Leading Global Accounting Firms in an Age of Constant Change

On a recent call  with partners from several global accounting firms we discussed the realities of leadership right now. The conversation was honest, practical, and strikingly consistent across geographies.

The core message: the shape of the firm, the shape of leadership, and the shape of the workforce are all changing simultaneously.

Leadership Now Means Managing Constant ‘Pivot’

One phrase came up repeatedly: “We don’t feel like we’re steering a ship anymore — we’re constantly adjusting the sails.”

Partners described an environment defined by:

  • Continuous technology change
  • Rapid shifts in recruitment needs
  • Increasingly global delivery models
  • Clients expecting faster, smarter, more proactive service

Leaders are no longer managing stability. They are managing permanent transition.

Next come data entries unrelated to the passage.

PR #2150, opened 2021-09-07
Ruby3 support

DinSmol:
Fixes for ruby 3 supporting

### DIFF
--- a/app/models/epp/domain.rb
+++ b/app/models/epp/domain.rb
@@ -173,7 +173,7 @@ class Epp::Domain < Domain
 
   ### RENEW ###
 
-  def renew(renewed_expire_time:, period:, unit:)
+  def renew(renewed_expire_time, period, unit)
     @is_renewal = true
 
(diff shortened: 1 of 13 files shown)


yulgolem:
@DinSmol could you, please, also add to /.github/workflows/ruby an auto-test against ruby 3.0?

app/models/epp/domain.rb
```diff
@@ -173,7 +173,7 @@ def set_pending_delete!
 
   ### RENEW ###
 
-  def renew(renewed_expire_time:, period:, unit:)
+  def renew(renewed_expire_time, period, unit)
```
yulgolem, line 176: Move from keyword arguments to simple ones?

yulgolem (changes requested):
@DinSmol Also take a look, please, on /lib/monkey_patches/i18n.rb

yulgolem (approved):

PR #2153, opened 2021-09-07
added dnskey update prohibited status

### LINKED ISSUE #2143: Add an exception for DNSSEC in the registry lock
Current implementation of registry lock denies all changes to the domain registration data except renewals, expiration and administrative actions like forceDelete

prohibiting any kind of updates to the domain registration raises issues with DNSSEC though where in case of hosted solutions the service provider is expected to roll the keys regularly. To keep DNSSEC still possible in the registry locked state we should add an option to enable dnssec key rollovers while locked

this would mean adding new special status to use instead of *UpdateProhibited status like with serverRegistrantChangeProhibited. Perhaps create special registry lock status or statuses.

by default locking domain should leave extension:secDNS element out of the restriction scope with an option for domain owner to enable limitations to that element as well. 

by default setting registry lock on a domain restrict following epp requests:
* domain:update operatsion with exception of extension:secDNS element
* domain:transfer
* domain:delete

allowed operatsions by default:
* domain:renew
* domain:update for only extension:secDNS element

If user chooses to lock dnssec as well then locking domain restricts:
* domain:update
* domain:transfer
* domain:delete

and allows 
* domain:renew

OlegPhenomenon:
Close #2143


yulgolem (approved):

vohmar:
objUpdateProhibited
* epp error message: <result code="2400"><msg lang="en"/>
* adding new nameserver and contact objects to the domain succeeded: https://st-adm.infra.tld.ee/admin/epp_logs/46939
* removing existing nameserver and contact objects was successful: https://st-adm.infra.tld.ee/admin/epp_logs/46963
* registrant change was successful: https://st-adm.infra.tld.ee/admin/epp_logs/47027

so the only operation that failed was changing ip addresses of existing nameserver records. Adding new dnssec key was successful as expected

extensionUpdateProhibited

seems to work as expected
changing ns ip successful, dnssec key removal, adding and change was denied

vohmar:
serverObjUpdateProhibited - spotted issues:

* on adding ipv6 address to an existing ns record this error was returned:  <result code="2304"><msg lang="en">Object status prohibits operation :serverDnskeyUpdateEnabled</msg> - there is no such status, the message should reference serverObjUpdateProhibited in this scenario (https://st-adm.infra.tld.ee/admin/epp_logs/47423). 
  * same error message on adding new ns record, removing ns record, registrant change
  
* in admin where new statuses can be set on an object the new statuses are listed in a complete form while other statuses have server prefix omitted  as one can only set server prefixed statuses in admin. Please do the same for the new statuses

yulgolem (approved):

app/models/feature.rb
```diff
@@ -0,0 +1,6 @@
+class Feature
+  def self.obj_and_extensions_statuses_enabled?
+    return false if ENV['obj_and_extensions_prohibited'] == 'false'
```
yulgolem, line 3: Empty line here

app/models/feature.rb
```diff
@@ -0,0 +1,6 @@
...
+    ENV['obj_and_extensions_prohibited'] || false
+  end
+end
```
yulgolem, line 6: And here

yulgolem (changes requested):
Let's add some high-level tests for the feature-toggle.
Like 'key is absent or set to false - feature not active, key. is present and set to true - feature is active'

yulgolem (approved):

This has profound implications for how leaders think, prioritise, and allocate time – and heralds a change – we believe, in the kind of people that can manage and lead practices. Gone are the days that a ‘steady pair of safe hands’ is what you need at the helm. That firm will be bought by one of the aggregators.

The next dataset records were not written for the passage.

PR #2161, opened 2021-09-16
REPP: bulk nameservers addition

### LINKED ISSUE #2158: REPP: bulk ns change - add an option to add new ns
registrar has requested for an option to add new nameserver record to many domains. 

Maybe we could solve this by making the id parameter optional in the bulk ns change request
https://internetee.github.io/repp-apidoc/#bulk-nameserver-change

so if id is missing or blank than nameservers from the attributes block is just added to the list of domains

Requires changes in REPP and repp-doc + possibly in registrar

DinSmol:
close #2158

PUT /repp/v1/registrar/nameservers
{
    "data": {
        "type": "nameserver",
        "domains": ["only.ee", "these.ee", "domains.ee"],
        "attributes": {
            "hostname": "ns2.ams1.domainer.ee",
            "ipv4": ["192.168.1.1"],
            "ipv6": ["2620:119:35::36"]
        }
    }
}

As result nameserver "ns2.ams1.domainer.ee" will be add to next domains: "only.ee", "these.ee", "domains.ee"

### DIFF
--- a/app/models/registrar.rb
+++ b/app/models/registrar.rb
@@ -43,6 +43,7 @@ class Registrar < ApplicationRecord
   after_commit :update_whois_records
   def update_whois_records
     return true unless changed? && (changes.keys & WHOIS_TRIGGERS).present?
+
     RegenerateRegistrarWhoisesJob.perform_later id
   end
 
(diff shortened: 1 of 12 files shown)


app/models/registrar.rb
```diff
@@ -175,6 +176,36 @@ def replace_nameservers(hostname, new_attributes, domains: [])
...
+  def add_nameservers(new_attributes, domains: [])
+    transaction do
+      domain_scope = domains.dup
+      domain_list = []
+      failed_list = []
+
+      return if domains.empty?
+
+      domain_scope.each do |domain_name|
+        domain = self.domains.find_by('name = ? OR name_puny = ?', domain_name, domain_name)
```
yulgolem, line 188: How about putting that block in the separate method to lower the complexity/lines?

app/models/registrar.rb
```diff
@@ -175,6 +176,36 @@ def replace_nameservers(hostname, new_attributes, domains: [])
...
+
+        if domain.blank? || domain_not_updatable?(hostname: new_attributes[:hostname], domain: domain)
+          failed_list << domain_name
+          next
+        end
+
+        new_nameserver = Nameserver.new
```
yulgolem, line 195: And that block as well.

yulgolem (changes requested):

yulgolem (approved):

PR #2175, opened 2021-10-04
Fix for DNSSEC keys updating

### LINKED ISSUE #2174: Update of DNSSEC keys fails with registry lock set
Registry lock set by default only serverObjUpdateProhibited status affecting domain update requests. This status should not affect extensions to update request, but dnssec still fails.

Further investigation revealed that update requests generated by registrar portal were successful but requests directly to API tend to fail.

DinSmol:
close #2174


yulgolem:
@DinSmol could you, please, also add a test simulating situation in question?

PR #568, opened 2021-08-16
Fix Login Flow for cypress tests

one-t:
This PR adds the intermediate "Next" click after entering the username to enable password entry.


brumik (changes requested):
I am not sure why we would need this. We are running cypress on standalone with keycloak so both the username and password fields are showing right from the start.

PR #571, opened 2021-08-19
AA-145 - Store Query Parameters in url

one-t:
This PR adds some basic tests for query parameter storage in the URL. There is one outstanding issue at the moment, which is whether or not jobtype should be retained there since it currently is not.


brumik:
@one-t Every filter should be in the URL. Is there an issue created for it in Jira? If not can you create and in every case assign to me? I am already investigating some weird behavior in the URL bookmarks.

brumik (approved):

PR #579, opened 2021-09-01
Converted Notifications to TSX

h-kataria:
Converted Notifications to use useRequest and cleaned up code that was not being used

https://issues.redhat.com/browse/AA-706

Thanks a lot to @brumik for big help with this conversion.


brumik:
Can you replace the `Notification.js` to `Notification` in the tests and make them to pass :). Hopefully it is less painfull :D

PR #581, opened 2021-09-02
Updated some packages minor versions

brumik:
Also removed the `url-parse` package from the package.json. We are not dependent on it, it is just a sub dependency of our dev packages. It got there a few weeks ago because of a vulnerability, but now it should be fine. If it persists we should lock its version in the package-lock file instead or update the parent package.


jlmitch5 (commented):
llet's hold this until after the prod merge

Recruitment Has Changed Faster Than Firms Have

Perhaps the strongest theme was recruitment uncertainty. Firms are asking fundamental questions:

  • Who should we actually be hiring now?
  • Are we still recruiting for the past?
  • What skills will matter in five years?

There was broad agreement that the “future accountant” profile is evolving quickly. Key capabilities mentioned repeatedly:

  • Curiosity
  • Adaptability
  • Critical thinking
  • Comfort with technology
  • Communication and presentation skills

Technical competence is no longer enough. Firms are increasingly searching for curious knowledge workers, not just technical specialists.

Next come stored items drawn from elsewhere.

PR #583, opened 2021-09-07
[AA-660] Api calls error and loading handling - step 1/4

brumik:
@h-kataria @jlmitch5 @skochay330 

I would be happy if you would check if you like this format of API handling and to see if you can break it somehow or if it introduces some bugs. I think this is the first critical part, since I tried to make a component which can handle errors.

Followup if this is good
* Add in a followup PR the handling of RBAC errors too for the savings planner
* Review the PR from the previous step thoroughly - like this PR.
* Update in one big swoop all the components to this and to the RBAC template
* Sleep calmly knowing that we are handling loading and errors from API correctly trough generalized components :)

Hoping that with splitting up the refactor (can I call this a refactor?) into small pieces we can spot bugs faster and make reviews faster resulting in better product quality.

### DIFF
--- a/src/Components/ApiStatus/ApiErrorState.tsx
+++ b/src/Components/ApiStatus/ApiErrorState.tsx
@@ -10,7 +10,7 @@ import { ExclamationCircleIcon } from '@patternfly/react-icons';
 import { global_danger_color_200 as globalDangerColor200 } from '@patternfly/react-tokens';
 
 interface Props {
-  message: string | Record<string, any>;
+  message: string;
 }
 
 const ApiErrorState: FunctionComponent<Props> = ({ message }) => (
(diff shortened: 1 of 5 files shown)


jlmitch5:
Let's close this for now.  I think we've done a bit too much on refactoring things related to the api requests, and we need to let the code base settle with the query param changes that are going in and we can revisit.

brumik:
This is the smallest "refactor" we had for a long time. It is rather a bugfix. I just added two components which can handle all the api errors and put a wrapper around components that uses them. 

If I remove the Job explorer page changes, can we get at least those two files in? It took a long time and Ladas to figure out what API error can we get and how to handle it for data and options endpoints.

jlmitch5:
👍  that sounds good

brumik:
@jlmitch5 @h-kataria I opened this PR in September to introduce a new more consistent and fail proof format of API handling on pages. In 9 month I rebased it once and I remember explaining and talking about it with John (who approved the motiv). I think at this point we could potentially throw away this initiative. The product is moving into less pages - more reports and what is in the codebase is still working just right, even if it is not the most consistent. 

If there is still interest, I am happy to spend some time with the team/on it too.

h-kataria:
Assigned Jira task to @ZitaNemeckova for now, we will take a look at this at a later time. Closing this PR for now.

AI and Technology: Keeping ‘Humans in the Loop’

This is critically important and is being repeatedly highlighted by those such as Eric Schmidt and others at the forefront of AI. The challenge is no longer whether to adopt AI technology — it is:

  • How to lead teams through ever changing adoption
  • How to answer the question “where are we going” with clarity
  • How to train teams in critical thinking

Partners highlighted a tension:

  • Workloads remain high
  • Work itself is changing dramatically

Leaders must now guide teams through transformation while still delivering results.

The Firm Is Becoming “Diamond-Shaped”

Several partners described the workforce shifting from a traditional pyramid to a diamond shape:

  • Fewer junior roles
  • More experienced specialists
  • Greater use of outsourcing and offshoring
  • More work augmented by AI

This raises new leadership challenges:

  • What work stays in-house?
  • How do you maintain culture in distributed teams?
  • How do you create belonging in global delivery models?
This comes back to a key question: What is the role of a leader in a modern firm? Its not just to win work and manage work it’s also about grasping the complexity of the new working environment – for clients and staff alike.

Thinking Space Is Becoming Scarce

A particularly striking insight: leaders feel they lack time to think. Office attendance is increasingly about collaboration rather than production. This creates tension between:

  • Deep work
  • Collaboration
  • Leadership responsibilities

Firms are discovering that productivity now looks different — and leaders must redefine what “output” really means.

Creating ‘Advisory Councils’

“Graduates don’t have the right skills” and “How can we choose the best software as it is constantly evolving?” are two prevalent themes at the moment and one firm described a powerful approach: building Advisory Councils’. These are working parties who get direct access to the people who can shape the future output you need:

  • Technology vendors
  • Universities
  • Education providers

Rather than reacting to change, they are helping shape it by creating space for a dialogue with these 3rd parties and shaping future outcomes.

Curiosity may have killed the cat but it’s going to lead firms of the future

Across every discussion, one word appeared again and again:

Curiosity

Curiosity to question.
Curiosity to adapt.
Curiosity to challenge long-standing assumptions.

The future of professional services will not be determined solely by technology.
It will be determined by leaders who can guide people through ambiguity — and build firms that are designed to keep learning.